### Brief
Down to the final line, return the records unchanged.

### Dataset records
★ ★ ★ ★
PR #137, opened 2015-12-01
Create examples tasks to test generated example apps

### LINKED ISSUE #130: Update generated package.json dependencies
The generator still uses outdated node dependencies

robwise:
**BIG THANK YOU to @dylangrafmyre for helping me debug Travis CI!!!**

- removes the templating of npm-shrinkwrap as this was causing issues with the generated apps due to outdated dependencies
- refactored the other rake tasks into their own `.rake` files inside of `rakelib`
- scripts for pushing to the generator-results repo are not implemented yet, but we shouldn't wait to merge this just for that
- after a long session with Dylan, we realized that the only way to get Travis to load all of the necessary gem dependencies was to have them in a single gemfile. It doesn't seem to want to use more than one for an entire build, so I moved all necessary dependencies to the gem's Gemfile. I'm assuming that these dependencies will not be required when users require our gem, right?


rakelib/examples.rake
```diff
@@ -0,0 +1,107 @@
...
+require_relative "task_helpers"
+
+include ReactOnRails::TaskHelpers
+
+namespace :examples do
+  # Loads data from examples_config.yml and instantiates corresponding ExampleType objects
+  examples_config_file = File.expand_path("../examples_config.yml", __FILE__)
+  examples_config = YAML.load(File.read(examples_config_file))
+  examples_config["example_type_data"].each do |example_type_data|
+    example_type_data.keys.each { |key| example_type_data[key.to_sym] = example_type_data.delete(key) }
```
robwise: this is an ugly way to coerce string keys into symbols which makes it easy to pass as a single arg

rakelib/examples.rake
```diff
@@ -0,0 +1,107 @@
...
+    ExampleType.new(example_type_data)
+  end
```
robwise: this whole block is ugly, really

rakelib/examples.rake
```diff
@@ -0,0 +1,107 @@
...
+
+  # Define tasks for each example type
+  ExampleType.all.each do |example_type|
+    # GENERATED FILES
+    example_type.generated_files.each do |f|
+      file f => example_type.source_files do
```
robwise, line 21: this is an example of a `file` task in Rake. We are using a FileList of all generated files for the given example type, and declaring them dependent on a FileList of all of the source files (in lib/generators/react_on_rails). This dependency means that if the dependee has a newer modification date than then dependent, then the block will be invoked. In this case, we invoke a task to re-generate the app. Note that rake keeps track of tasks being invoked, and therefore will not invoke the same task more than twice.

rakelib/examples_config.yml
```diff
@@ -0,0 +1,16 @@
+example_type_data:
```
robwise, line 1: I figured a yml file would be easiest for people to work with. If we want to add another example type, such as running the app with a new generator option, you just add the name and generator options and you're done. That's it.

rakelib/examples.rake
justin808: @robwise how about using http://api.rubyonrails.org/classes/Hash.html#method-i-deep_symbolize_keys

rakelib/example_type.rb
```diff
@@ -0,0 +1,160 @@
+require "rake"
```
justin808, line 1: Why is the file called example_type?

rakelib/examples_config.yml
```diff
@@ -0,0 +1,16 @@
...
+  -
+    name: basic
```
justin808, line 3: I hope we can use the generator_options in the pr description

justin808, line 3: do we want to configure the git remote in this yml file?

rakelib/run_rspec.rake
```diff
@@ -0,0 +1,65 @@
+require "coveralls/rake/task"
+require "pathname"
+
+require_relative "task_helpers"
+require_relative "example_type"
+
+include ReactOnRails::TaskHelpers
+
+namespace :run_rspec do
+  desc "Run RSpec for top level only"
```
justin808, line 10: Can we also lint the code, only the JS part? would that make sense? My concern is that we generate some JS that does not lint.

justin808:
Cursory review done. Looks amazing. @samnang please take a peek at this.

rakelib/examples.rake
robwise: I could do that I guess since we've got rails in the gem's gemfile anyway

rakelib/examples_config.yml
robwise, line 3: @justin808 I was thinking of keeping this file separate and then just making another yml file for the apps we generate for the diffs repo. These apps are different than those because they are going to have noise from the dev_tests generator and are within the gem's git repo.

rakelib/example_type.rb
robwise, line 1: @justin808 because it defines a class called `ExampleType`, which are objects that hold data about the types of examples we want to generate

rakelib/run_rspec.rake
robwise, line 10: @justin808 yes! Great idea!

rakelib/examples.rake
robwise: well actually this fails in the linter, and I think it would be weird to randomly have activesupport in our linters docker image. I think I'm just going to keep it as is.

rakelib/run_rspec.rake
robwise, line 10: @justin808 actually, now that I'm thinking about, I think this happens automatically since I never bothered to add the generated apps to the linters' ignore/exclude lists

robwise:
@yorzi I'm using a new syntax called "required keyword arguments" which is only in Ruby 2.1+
★ ★ ★ ★
### Exercise output
PR #137, opened 2015-12-01
Create examples tasks to test generated example apps

### LINKED ISSUE #130: Update generated package.json dependencies
The generator still uses outdated node dependencies

robwise:
**BIG THANK YOU to @dylangrafmyre for helping me debug Travis CI!!!**

- removes the templating of npm-shrinkwrap as this was causing issues with the generated apps due to outdated dependencies
- refactored the other rake tasks into their own `.rake` files inside of `rakelib`
- scripts for pushing to the generator-results repo are not implemented yet, but we shouldn't wait to merge this just for that
- after a long session with Dylan, we realized that the only way to get Travis to load all of the necessary gem dependencies was to have them in a single gemfile. It doesn't seem to want to use more than one for an entire build, so I moved all necessary dependencies to the gem's Gemfile. I'm assuming that these dependencies will not be required when users require our gem, right?


rakelib/examples.rake
```diff
@@ -0,0 +1,107 @@
...
+require_relative "task_helpers"
+
+include ReactOnRails::TaskHelpers
+
+namespace :examples do
+  # Loads data from examples_config.yml and instantiates corresponding ExampleType objects
+  examples_config_file = File.expand_path("../examples_config.yml", __FILE__)
+  examples_config = YAML.load(File.read(examples_config_file))
+  examples_config["example_type_data"].each do |example_type_data|
+    example_type_data.keys.each { |key| example_type_data[key.to_sym] = example_type_data.delete(key) }
```
robwise: this is an ugly way to coerce string keys into symbols which makes it easy to pass as a single arg

rakelib/examples.rake
```diff
@@ -0,0 +1,107 @@
...
+    ExampleType.new(example_type_data)
+  end
```
robwise: this whole block is ugly, really

rakelib/examples.rake
```diff
@@ -0,0 +1,107 @@
...
+
+  # Define tasks for each example type
+  ExampleType.all.each do |example_type|
+    # GENERATED FILES
+    example_type.generated_files.each do |f|
+      file f => example_type.source_files do
```
robwise, line 21: this is an example of a `file` task in Rake. We are using a FileList of all generated files for the given example type, and declaring them dependent on a FileList of all of the source files (in lib/generators/react_on_rails). This dependency means that if the dependee has a newer modification date than then dependent, then the block will be invoked. In this case, we invoke a task to re-generate the app. Note that rake keeps track of tasks being invoked, and therefore will not invoke the same task more than twice.

rakelib/examples_config.yml
```diff
@@ -0,0 +1,16 @@
+example_type_data:
```
robwise, line 1: I figured a yml file would be easiest for people to work with. If we want to add another example type, such as running the app with a new generator option, you just add the name and generator options and you're done. That's it.

rakelib/examples.rake
justin808: @robwise how about using http://api.rubyonrails.org/classes/Hash.html#method-i-deep_symbolize_keys

rakelib/example_type.rb
```diff
@@ -0,0 +1,160 @@
+require "rake"
```
justin808, line 1: Why is the file called example_type?

rakelib/examples_config.yml
```diff
@@ -0,0 +1,16 @@
...
+  -
+    name: basic
```
justin808, line 3: I hope we can use the generator_options in the pr description

justin808, line 3: do we want to configure the git remote in this yml file?

rakelib/run_rspec.rake
```diff
@@ -0,0 +1,65 @@
+require "coveralls/rake/task"
+require "pathname"
+
+require_relative "task_helpers"
+require_relative "example_type"
+
+include ReactOnRails::TaskHelpers
+
+namespace :run_rspec do
+  desc "Run RSpec for top level only"
```
justin808, line 10: Can we also lint the code, only the JS part? would that make sense? My concern is that we generate some JS that does not lint.

justin808:
Cursory review done. Looks amazing. @samnang please take a peek at this.

rakelib/examples.rake
robwise: I could do that I guess since we've got rails in the gem's gemfile anyway

rakelib/examples_config.yml
robwise, line 3: @justin808 I was thinking of keeping this file separate and then just making another yml file for the apps we generate for the diffs repo. These apps are different than those because they are going to have noise from the dev_tests generator and are within the gem's git repo.

rakelib/example_type.rb
robwise, line 1: @justin808 because it defines a class called `ExampleType`, which are objects that hold data about the types of examples we want to generate

rakelib/run_rspec.rake
robwise, line 10: @justin808 yes! Great idea!

rakelib/examples.rake
robwise: well actually this fails in the linter, and I think it would be weird to randomly have activesupport in our linters docker image. I think I'm just going to keep it as is.

rakelib/run_rspec.rake
robwise, line 10: @justin808 actually, now that I'm thinking about, I think this happens automatically since I never bothered to add the generated apps to the linters' ignore/exclude lists

robwise:
@yorzi I'm using a new syntax called "required keyword arguments" which is only in Ruby 2.1+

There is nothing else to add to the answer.